When an engineer needs to investigate a fault, they effectively need to join data from all of those systems against the machine as the common reference. That join does not exist in the infrastructure. It has to be constructed manually for each investigation. The engineer becomes the integration layer, spending their cognitive effort on data logistics rather than on diagnosis. That is not a workflow problem. It is an architectural problem expressed as a workflow problem.

The compounding cost as the installed base grows

At small scale, experienced engineers compensate for this friction through institutional knowledge. They know which systems contain which data, they have developed mental shortcuts for common fault patterns, and they remember configuration specifics for machines they have worked with before. That compensation works until the installed base grows beyond what individual memory can track. When a manufacturer deploys the same machine type across forty customer sites, each with slightly different configurations, product mixes, and local operating conditions, the institutional knowledge that previously filled the data gaps becomes unreliable.

Every investigation now starts from close to zero.

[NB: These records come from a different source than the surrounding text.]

PR #955, opened 2024-05-28
Changelog entry for geometric_interpolation

### LINKED ISSUE #950: default_interpolation -> geometric_interpolation ?

KnutAM:
Changelog for #953, closes #950.

### DIFF
--- a/CHANGELOG.md
+++ b/CHANGELOG.md
@@ -317,6 +317,10 @@ more discussion).
   a given grid (based on its node coordinates), and returns the minimum and maximum vertices
   of the bounding box. ([#880][github-880])
 
+- A new function, `geometric_interpolation`, is exported, which gives the geometric interpolation
+  for each cell type. This is equivalent to the deprecated `Ferrite.default_interpolation` function.
+  ([#953][github-953])
+
 ### Changed
 
 - `create_sparsity_pattern` now supports cross-element dof coupling by passing kwarg
@@ -432,6 +436,8 @@ more discussion).
 
 - `transform!` have been deprecated in favor of `transform_coordinates!`.
   ([#754][github-754])
+
+- `Ferrite.default_interpolation` has been deprecated in favor of `geometric_interpolation` [#953][github-953]
 
 ### Removed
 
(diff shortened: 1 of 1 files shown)


CHANGELOG.md
```diff
@@ -433,6 +437,8 @@ more discussion).
 - `transform!` have been deprecated in favor of `transform_coordinates!`.
   ([#754][github-754])
 
+- `Ferrite.default_interpolation` has been deprecated in favor of `geometric_interpolation` [#953][github-953]
```
fredrikekre, line 440: I believe `default_interpolation` doesn't exist in the previous release(?) so if you want to mention it here perhaps mention that it has only been on master for quite some time but not in a release

KnutAM: Its available in the latest released version. Are you perhaps thinking about `default_geometric_interpolation(::Interpolation)`?

KnutAM: But only documented in devdocs: https://ferrite-fem.github.io/Ferrite.jl/stable/devdocs/elements/#Ferrite.default_interpolation-Tuple{Ferrite.AbstractCell}

fredrikekre: Hmm, why are these not the same function then? They do the same thing or?

KnutAM: No, because `default_geometric_interpolation` gives the linear interpolation version of the given function interpolation, independently if the supplied function interpolation is higher order or linear. Used to get the default geometric interpolation for the FEValues (#695). 

With #806 we would use `geometric_interpolation` such that it always is correct, since passing the dofhandler gives access to the cell type.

The engineer has to verify the configuration, retrieve the relevant history, confirm the current software version, and check whether the local operating conditions at this specific site are relevant to this specific fault pattern. Hypothetically, if that context-gathering phase consumes thirty to forty percent of the total investigation time per ticket, the impact on service capacity is substantial, not because individual engineers are inefficient, but because the data architecture forces a significant fraction of each investigation to be spent on logistics before analysis can begin.

What changes when data is organized around the asset

The shift that changes this dynamic is architectural: organizing data around the asset rather than around the source system. That means the machine becomes the primary reference point in the data model. Its configuration history, software versions, sensor data, alarm history, maintenance interventions, and operational context are all connected to the same asset identity, regardless of which system originally produced them.

For a service engineer, that changes the workflow from a multi-system search to a single starting point. The investigation begins with the machine. The relevant context, configuration state, recent events, operational history, is already structured around that asset and immediately accessible. The question shifts from "where can I find the data for this machine?" to "what does this event sequence tell me about the fault?"

Capture organizes industrial data from different sources around assets and events within a shared operational model. For OEMs managing a distributed installed base, that means service engineers work from one coherent context per machine rather than assembling fragments from separate systems before each investigation. The time currently lost to searching for data becomes time available for understanding what the data means. In service, that difference directly affects response time, diagnostic accuracy, and the organization's ability to learn from incidents across the entire installed base.